(Collected data entries)
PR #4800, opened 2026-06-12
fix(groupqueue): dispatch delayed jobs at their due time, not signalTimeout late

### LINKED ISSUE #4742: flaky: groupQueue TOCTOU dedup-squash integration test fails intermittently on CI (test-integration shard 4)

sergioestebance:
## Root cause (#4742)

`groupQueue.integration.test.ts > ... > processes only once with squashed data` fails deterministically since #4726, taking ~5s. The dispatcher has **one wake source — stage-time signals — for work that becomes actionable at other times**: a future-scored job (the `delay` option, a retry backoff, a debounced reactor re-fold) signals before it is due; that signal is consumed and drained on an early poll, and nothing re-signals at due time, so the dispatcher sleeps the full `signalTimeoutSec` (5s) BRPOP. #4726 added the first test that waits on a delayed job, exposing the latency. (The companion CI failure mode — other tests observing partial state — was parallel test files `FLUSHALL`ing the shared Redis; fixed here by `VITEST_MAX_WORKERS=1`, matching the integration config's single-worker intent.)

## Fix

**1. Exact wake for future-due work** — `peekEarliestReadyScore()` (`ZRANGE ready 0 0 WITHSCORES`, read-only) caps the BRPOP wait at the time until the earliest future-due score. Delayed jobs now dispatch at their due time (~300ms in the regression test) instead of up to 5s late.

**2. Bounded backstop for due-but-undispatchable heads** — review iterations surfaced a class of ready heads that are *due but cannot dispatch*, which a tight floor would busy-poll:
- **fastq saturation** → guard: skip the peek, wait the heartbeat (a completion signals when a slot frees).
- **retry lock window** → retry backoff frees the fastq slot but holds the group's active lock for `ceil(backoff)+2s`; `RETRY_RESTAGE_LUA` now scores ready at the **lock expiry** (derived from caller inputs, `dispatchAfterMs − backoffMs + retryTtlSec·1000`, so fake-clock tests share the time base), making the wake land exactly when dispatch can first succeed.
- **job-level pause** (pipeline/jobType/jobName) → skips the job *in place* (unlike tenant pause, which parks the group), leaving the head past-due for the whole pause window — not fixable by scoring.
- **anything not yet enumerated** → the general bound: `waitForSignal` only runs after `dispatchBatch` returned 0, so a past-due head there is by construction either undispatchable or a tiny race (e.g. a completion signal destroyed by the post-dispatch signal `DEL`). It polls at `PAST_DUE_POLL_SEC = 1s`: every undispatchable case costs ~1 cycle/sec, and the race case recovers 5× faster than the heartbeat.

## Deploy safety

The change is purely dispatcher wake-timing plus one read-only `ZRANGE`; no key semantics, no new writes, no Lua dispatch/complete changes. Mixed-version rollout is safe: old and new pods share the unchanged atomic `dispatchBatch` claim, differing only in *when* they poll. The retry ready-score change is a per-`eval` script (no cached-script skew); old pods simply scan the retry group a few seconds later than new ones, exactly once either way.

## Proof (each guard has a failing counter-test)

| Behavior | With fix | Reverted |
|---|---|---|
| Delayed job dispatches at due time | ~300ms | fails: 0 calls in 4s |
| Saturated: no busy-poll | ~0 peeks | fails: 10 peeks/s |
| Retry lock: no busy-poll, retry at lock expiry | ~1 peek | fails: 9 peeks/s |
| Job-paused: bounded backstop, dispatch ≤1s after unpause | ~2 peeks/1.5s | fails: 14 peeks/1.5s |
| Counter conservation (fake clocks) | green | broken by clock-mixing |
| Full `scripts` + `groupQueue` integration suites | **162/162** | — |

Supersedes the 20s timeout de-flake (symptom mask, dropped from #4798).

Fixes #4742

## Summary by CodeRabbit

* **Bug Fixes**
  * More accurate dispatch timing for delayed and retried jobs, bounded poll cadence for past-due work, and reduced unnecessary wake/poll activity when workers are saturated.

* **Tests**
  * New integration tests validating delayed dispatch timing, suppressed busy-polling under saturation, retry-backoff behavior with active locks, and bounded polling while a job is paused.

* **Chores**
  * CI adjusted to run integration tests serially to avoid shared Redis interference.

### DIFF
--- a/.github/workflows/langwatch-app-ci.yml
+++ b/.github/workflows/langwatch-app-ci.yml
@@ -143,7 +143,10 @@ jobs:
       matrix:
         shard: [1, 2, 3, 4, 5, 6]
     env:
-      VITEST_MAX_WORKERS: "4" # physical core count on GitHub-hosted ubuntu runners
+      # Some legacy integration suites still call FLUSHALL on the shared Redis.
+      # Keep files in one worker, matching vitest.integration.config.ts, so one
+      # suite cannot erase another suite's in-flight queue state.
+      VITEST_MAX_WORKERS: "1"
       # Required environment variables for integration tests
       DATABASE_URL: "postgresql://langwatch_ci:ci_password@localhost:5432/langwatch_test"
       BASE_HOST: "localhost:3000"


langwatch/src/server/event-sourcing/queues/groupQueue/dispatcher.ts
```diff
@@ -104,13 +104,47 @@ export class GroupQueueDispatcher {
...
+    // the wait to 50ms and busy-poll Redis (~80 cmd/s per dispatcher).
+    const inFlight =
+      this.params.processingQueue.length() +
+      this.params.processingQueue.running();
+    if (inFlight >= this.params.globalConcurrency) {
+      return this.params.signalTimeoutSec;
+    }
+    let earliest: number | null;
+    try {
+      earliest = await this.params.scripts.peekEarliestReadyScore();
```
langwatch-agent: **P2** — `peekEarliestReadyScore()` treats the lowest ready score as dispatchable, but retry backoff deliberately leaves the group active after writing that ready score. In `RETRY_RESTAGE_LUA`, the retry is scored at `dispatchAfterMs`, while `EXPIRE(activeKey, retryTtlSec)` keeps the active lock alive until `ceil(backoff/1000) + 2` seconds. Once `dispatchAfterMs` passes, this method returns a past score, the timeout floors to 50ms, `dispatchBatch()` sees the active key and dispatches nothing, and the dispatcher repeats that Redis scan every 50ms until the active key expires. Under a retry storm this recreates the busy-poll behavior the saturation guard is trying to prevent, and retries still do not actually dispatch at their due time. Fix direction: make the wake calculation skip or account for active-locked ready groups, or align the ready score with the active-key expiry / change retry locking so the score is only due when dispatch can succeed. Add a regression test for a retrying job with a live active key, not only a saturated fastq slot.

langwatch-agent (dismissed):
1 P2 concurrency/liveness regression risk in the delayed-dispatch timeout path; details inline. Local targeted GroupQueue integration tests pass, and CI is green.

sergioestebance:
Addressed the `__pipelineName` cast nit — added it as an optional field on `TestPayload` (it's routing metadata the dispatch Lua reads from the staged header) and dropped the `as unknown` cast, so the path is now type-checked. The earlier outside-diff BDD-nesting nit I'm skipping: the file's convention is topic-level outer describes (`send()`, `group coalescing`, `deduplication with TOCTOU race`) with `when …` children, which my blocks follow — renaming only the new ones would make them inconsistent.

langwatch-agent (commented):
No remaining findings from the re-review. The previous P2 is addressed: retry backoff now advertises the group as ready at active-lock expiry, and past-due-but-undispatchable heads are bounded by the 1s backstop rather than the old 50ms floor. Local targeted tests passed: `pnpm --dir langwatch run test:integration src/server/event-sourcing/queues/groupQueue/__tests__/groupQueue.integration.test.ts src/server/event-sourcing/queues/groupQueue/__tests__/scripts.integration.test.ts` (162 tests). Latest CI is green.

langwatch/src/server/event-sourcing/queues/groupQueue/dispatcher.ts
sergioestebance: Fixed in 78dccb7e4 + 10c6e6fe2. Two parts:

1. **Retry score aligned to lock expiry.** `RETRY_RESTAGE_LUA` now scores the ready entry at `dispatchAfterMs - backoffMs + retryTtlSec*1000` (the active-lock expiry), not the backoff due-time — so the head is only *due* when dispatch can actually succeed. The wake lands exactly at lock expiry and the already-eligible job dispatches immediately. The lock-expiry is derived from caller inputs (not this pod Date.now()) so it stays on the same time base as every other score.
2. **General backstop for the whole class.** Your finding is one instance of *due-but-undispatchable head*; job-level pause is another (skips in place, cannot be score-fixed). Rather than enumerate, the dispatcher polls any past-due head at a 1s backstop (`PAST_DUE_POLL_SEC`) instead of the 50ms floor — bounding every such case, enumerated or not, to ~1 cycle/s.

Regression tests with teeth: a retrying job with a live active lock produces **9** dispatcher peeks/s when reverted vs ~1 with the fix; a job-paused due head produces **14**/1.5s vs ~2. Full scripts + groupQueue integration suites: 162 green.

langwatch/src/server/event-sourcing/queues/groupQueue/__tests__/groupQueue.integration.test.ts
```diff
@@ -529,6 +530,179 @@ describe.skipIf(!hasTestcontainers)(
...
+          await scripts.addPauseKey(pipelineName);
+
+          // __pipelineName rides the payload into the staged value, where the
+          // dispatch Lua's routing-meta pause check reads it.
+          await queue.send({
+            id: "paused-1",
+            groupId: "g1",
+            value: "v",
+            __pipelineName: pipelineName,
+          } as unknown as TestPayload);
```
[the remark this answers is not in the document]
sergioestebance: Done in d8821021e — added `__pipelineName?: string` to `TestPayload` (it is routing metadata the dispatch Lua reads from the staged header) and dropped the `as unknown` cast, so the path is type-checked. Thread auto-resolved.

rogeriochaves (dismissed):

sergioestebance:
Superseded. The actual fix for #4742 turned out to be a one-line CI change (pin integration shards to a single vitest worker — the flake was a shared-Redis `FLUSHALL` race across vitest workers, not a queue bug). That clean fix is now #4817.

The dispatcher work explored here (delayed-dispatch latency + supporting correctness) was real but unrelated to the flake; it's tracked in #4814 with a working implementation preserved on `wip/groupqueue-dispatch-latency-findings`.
* * *
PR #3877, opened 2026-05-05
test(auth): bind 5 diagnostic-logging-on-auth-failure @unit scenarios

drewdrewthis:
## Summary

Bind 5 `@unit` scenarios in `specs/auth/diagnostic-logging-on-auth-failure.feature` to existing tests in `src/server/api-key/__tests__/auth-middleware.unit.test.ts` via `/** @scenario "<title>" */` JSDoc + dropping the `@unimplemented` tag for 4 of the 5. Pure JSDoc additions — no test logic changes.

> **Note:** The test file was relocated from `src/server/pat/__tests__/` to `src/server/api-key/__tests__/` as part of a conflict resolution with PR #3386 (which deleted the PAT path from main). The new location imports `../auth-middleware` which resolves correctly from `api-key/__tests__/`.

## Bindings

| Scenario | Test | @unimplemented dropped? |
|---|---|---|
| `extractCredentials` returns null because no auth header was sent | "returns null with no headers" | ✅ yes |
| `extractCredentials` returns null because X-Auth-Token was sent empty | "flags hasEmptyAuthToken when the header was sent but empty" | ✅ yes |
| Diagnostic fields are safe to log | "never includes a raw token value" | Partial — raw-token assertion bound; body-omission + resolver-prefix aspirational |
==
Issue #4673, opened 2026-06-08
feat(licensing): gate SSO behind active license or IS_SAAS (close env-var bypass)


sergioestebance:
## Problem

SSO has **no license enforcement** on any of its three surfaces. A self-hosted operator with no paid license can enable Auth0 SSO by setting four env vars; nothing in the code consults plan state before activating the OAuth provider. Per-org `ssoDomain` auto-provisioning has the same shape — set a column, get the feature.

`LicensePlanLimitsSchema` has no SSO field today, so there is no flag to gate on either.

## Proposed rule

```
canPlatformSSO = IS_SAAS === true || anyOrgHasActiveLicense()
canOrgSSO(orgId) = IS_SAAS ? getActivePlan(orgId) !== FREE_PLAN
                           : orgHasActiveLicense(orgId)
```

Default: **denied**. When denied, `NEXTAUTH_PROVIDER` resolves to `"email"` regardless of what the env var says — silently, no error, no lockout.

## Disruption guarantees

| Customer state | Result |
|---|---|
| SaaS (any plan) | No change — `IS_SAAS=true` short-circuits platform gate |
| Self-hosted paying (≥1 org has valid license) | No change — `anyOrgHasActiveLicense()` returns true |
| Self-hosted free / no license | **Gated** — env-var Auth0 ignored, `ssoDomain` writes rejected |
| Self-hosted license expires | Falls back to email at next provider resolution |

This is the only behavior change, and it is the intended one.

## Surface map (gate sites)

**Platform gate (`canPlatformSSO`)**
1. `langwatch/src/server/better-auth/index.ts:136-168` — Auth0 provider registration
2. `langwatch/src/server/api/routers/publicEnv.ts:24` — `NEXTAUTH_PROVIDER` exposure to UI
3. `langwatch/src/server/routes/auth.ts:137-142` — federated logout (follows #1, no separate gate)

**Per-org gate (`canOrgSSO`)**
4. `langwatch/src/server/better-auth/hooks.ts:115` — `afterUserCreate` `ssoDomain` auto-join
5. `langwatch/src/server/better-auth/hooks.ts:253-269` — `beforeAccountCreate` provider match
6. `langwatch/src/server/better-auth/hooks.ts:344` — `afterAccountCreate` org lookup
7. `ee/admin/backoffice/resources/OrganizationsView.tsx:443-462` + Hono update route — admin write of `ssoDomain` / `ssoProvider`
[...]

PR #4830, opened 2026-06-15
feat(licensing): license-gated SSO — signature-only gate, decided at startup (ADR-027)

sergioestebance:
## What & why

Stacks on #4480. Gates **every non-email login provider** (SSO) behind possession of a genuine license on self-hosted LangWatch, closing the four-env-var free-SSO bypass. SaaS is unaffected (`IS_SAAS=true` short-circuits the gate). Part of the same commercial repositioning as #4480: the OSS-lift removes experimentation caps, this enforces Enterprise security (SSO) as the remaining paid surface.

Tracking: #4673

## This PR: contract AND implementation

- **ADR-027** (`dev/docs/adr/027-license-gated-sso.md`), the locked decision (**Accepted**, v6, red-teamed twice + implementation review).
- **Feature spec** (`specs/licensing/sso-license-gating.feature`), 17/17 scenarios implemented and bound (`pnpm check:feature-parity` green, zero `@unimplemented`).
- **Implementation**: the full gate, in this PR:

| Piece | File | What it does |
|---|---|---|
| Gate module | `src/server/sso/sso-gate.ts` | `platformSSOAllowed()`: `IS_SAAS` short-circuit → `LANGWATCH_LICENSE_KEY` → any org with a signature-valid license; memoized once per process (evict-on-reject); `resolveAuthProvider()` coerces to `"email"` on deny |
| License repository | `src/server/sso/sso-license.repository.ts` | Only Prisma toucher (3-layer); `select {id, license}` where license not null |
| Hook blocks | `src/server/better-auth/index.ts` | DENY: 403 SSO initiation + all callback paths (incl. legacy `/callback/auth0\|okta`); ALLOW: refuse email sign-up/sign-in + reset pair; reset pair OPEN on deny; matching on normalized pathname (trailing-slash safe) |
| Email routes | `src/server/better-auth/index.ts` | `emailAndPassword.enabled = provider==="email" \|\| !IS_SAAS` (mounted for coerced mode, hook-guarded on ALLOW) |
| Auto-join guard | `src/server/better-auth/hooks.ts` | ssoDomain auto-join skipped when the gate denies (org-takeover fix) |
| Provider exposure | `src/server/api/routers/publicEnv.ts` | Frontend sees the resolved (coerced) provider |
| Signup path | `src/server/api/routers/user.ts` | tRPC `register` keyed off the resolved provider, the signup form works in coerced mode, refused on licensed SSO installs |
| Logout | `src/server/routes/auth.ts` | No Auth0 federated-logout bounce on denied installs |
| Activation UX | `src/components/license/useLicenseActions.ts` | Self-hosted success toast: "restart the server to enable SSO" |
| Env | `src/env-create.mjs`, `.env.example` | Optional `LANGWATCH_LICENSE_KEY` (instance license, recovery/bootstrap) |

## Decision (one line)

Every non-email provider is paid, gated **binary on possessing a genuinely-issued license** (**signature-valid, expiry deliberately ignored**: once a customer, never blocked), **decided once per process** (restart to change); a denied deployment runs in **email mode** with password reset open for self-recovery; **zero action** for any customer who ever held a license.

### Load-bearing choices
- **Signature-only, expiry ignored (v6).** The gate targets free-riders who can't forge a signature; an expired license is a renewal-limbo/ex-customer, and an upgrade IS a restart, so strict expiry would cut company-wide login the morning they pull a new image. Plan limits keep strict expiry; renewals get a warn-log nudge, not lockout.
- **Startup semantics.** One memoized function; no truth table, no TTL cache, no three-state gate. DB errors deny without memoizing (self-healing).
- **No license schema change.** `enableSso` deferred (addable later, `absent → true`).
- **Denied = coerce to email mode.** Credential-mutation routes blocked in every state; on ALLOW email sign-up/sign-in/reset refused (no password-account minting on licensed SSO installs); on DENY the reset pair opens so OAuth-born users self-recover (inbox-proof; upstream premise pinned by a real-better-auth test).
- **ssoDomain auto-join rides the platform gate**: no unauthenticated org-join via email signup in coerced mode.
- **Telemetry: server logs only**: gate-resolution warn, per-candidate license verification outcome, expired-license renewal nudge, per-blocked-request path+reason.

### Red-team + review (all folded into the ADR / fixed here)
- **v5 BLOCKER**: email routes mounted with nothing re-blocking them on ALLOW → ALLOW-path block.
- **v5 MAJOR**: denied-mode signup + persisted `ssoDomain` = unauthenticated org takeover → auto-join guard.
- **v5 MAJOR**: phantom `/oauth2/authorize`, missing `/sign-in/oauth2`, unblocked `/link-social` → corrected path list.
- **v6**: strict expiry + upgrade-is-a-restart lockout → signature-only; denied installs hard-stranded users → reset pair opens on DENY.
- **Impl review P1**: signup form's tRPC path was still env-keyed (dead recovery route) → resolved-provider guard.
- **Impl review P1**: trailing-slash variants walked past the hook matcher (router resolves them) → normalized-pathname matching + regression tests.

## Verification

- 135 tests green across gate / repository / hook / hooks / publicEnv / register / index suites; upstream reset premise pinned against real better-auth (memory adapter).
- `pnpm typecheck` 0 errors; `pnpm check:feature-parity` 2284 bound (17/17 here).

- Description of the task
Using the entries above, return exactly the lines from the line with "PR #4800, opened 2026-06-12" to the line with "## Root cause (#4742)", counting both of those lines.

- Answer box
PR #4800, opened 2026-06-12
fix(groupqueue): dispatch delayed jobs at their due time, not signalTimeout late

### LINKED ISSUE #4742: flaky: groupQueue TOCTOU dedup-squash integration test fails intermittently on CI (test-integration shard 4)

sergioestebance:
## Root cause (#4742)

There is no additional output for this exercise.